### Directions for this task
Please go through the listing below and count the lines where the string "ORKTaskViewControllerDelegate" appears. Answer with the number only.

### Data extract
══════
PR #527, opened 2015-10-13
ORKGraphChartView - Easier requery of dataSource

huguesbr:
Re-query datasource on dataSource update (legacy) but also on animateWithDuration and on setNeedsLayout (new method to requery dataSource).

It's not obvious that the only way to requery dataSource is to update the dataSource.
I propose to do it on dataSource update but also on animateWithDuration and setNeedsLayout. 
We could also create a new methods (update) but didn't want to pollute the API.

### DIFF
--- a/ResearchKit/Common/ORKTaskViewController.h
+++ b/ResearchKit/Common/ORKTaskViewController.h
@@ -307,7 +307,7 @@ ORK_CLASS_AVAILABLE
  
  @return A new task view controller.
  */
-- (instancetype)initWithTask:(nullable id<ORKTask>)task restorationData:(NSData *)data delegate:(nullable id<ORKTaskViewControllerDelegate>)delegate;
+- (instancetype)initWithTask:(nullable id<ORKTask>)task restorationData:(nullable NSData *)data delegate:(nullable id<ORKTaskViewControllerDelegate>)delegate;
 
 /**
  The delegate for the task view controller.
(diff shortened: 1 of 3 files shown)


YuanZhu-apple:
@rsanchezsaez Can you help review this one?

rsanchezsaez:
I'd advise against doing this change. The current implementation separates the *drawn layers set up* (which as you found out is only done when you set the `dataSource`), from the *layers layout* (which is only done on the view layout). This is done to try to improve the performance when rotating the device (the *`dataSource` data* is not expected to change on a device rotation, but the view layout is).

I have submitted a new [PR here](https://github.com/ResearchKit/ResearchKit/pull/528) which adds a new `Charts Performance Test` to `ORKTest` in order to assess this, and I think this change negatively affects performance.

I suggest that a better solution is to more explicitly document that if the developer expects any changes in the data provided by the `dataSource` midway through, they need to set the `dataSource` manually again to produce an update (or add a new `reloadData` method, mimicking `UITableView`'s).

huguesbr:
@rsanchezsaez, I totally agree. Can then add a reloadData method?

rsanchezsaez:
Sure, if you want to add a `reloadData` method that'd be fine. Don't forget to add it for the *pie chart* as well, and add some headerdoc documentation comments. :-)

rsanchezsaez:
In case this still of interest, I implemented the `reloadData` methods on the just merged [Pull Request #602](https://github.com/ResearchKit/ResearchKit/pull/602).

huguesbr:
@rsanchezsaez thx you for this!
══════
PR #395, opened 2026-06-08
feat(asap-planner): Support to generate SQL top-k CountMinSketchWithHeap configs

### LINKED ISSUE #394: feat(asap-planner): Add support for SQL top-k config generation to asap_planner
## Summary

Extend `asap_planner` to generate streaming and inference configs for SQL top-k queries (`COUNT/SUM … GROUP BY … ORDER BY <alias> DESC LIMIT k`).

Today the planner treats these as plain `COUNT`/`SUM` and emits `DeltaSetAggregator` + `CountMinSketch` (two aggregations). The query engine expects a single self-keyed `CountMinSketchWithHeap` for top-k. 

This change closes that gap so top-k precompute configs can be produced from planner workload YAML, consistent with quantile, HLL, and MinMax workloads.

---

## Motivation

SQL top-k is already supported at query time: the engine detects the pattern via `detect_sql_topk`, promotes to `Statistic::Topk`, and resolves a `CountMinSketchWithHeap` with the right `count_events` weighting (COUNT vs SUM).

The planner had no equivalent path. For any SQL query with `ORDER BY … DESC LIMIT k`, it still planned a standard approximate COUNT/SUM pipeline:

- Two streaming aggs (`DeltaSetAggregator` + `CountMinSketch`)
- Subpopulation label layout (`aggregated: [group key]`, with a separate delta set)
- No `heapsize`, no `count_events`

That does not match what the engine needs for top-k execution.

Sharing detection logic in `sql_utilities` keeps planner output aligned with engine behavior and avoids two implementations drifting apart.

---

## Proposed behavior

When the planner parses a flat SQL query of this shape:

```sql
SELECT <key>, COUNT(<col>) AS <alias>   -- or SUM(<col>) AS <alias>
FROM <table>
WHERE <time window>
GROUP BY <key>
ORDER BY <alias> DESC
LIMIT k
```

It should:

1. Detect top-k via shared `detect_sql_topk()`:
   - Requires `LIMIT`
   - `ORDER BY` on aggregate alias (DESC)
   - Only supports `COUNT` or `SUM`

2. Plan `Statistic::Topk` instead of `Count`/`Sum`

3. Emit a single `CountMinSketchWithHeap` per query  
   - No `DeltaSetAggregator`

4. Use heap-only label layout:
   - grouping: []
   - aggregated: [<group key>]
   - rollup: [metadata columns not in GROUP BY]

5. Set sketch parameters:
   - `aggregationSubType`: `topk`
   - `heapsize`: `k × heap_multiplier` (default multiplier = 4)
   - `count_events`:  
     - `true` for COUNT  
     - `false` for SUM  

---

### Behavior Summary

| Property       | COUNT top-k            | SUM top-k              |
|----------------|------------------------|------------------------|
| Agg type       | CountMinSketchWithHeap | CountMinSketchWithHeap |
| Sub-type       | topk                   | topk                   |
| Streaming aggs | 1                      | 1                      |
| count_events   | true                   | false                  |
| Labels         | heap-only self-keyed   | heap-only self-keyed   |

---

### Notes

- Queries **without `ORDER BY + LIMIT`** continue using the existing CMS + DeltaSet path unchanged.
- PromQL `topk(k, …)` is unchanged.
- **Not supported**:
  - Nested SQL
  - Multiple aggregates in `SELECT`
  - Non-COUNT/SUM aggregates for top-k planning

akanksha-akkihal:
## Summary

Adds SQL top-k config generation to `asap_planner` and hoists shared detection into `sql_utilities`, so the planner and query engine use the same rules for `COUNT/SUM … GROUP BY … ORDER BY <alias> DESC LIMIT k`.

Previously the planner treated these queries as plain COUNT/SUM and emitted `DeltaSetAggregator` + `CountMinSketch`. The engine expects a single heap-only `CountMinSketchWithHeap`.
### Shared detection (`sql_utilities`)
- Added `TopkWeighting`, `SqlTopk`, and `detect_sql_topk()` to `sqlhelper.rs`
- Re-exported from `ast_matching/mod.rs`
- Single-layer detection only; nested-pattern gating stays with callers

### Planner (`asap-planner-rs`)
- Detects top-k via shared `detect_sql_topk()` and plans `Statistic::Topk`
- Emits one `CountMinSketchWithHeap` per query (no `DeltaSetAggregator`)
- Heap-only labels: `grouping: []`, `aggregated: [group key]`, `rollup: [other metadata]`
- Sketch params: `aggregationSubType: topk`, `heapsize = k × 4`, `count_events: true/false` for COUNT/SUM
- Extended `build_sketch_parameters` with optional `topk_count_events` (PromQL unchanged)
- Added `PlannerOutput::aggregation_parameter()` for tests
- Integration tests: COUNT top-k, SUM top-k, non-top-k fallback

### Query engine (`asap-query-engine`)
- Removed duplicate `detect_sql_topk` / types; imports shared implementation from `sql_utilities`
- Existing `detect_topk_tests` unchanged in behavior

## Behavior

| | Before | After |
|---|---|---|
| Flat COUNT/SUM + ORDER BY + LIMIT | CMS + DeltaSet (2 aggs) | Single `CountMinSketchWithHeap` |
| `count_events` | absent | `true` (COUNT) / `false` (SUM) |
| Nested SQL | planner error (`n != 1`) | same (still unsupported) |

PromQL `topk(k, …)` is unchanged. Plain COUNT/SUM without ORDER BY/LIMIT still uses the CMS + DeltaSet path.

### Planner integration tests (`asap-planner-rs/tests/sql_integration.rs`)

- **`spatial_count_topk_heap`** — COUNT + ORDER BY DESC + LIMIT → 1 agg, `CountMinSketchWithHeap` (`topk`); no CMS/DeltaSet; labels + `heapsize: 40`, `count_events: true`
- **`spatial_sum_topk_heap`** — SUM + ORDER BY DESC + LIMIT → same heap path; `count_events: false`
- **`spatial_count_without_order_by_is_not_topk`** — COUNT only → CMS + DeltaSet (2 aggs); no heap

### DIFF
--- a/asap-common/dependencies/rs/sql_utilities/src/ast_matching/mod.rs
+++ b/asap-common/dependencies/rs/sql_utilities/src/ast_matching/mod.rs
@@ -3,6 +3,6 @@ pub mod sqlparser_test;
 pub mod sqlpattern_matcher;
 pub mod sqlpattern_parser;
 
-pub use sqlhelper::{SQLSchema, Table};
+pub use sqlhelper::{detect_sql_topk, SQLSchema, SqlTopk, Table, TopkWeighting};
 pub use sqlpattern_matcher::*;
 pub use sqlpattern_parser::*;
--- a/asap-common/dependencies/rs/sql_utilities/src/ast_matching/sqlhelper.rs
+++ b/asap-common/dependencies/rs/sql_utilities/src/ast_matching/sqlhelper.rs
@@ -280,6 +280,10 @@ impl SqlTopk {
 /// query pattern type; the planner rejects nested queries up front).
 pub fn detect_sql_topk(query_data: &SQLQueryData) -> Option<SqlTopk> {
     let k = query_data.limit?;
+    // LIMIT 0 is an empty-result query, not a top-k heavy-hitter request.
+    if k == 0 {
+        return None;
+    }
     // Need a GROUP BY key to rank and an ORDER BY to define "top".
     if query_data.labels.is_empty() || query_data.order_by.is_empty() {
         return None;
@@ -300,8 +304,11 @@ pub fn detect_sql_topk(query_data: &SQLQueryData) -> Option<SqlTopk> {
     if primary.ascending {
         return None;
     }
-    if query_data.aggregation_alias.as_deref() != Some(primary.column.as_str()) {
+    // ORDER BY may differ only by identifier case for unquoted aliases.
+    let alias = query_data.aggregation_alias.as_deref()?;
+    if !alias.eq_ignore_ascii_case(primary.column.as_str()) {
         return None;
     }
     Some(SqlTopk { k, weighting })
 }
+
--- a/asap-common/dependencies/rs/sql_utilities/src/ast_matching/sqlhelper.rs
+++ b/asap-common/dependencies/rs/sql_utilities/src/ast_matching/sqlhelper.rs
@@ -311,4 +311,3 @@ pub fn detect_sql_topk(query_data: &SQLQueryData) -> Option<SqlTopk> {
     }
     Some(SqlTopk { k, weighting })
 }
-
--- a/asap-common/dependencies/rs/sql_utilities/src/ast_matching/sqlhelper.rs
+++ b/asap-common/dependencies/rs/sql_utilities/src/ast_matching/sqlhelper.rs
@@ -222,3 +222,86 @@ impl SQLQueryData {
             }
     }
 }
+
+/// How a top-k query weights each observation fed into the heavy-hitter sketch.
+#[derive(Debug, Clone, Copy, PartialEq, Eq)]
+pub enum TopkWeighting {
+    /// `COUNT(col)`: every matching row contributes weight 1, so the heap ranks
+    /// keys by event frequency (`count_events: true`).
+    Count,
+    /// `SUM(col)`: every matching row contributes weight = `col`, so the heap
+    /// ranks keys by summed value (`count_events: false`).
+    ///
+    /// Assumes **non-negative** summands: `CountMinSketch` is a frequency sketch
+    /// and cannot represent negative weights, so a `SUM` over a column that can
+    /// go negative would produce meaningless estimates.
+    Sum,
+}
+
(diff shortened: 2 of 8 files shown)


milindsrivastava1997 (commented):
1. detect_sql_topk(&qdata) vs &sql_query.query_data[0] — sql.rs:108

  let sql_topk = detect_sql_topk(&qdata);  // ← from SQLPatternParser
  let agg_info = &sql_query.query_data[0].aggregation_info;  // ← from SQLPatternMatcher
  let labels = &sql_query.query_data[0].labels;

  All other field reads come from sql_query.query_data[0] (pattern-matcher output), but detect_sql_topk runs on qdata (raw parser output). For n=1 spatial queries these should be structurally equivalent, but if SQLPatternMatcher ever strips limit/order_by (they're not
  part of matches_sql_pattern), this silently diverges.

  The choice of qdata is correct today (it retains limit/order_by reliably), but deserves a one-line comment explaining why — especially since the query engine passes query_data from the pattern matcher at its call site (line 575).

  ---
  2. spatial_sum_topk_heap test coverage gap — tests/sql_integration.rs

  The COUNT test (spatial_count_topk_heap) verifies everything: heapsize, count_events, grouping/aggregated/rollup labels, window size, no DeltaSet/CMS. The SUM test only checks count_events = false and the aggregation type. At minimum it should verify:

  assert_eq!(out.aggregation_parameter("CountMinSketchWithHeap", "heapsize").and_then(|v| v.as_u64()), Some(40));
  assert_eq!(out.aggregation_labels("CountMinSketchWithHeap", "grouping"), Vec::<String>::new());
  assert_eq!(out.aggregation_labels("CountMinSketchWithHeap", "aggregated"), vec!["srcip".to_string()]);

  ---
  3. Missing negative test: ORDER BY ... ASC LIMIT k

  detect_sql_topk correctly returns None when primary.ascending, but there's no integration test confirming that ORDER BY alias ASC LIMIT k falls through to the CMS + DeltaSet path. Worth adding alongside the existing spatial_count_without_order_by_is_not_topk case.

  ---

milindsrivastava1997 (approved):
══════
### Answer to the problem
2